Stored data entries
****************

PR #4957, opened 2022-10-12
fix: handle empty modifers in CodeFactory#createCatchVariable correctly

MartinWitt:
This should fix the regression produced in #4940. I also applied at least some formatting to the long call chain and removed a random unused field in the test case.

Edit: I created this PR inside VSC, and the developer thought it would be nice to always create the branch in the main repo if possible. We should delete the branch afterwards.


SirYwell (approved):
LGTM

****************

Repeat the lines above, from the one containing "Edit: I created" to the final line, word for word and with nothing else.

Edit: I created this PR inside VSC, and the developer thought it would be nice to always create the branch in the main repo if possible. We should delete the branch afterwards.


SirYwell (approved):
LGTM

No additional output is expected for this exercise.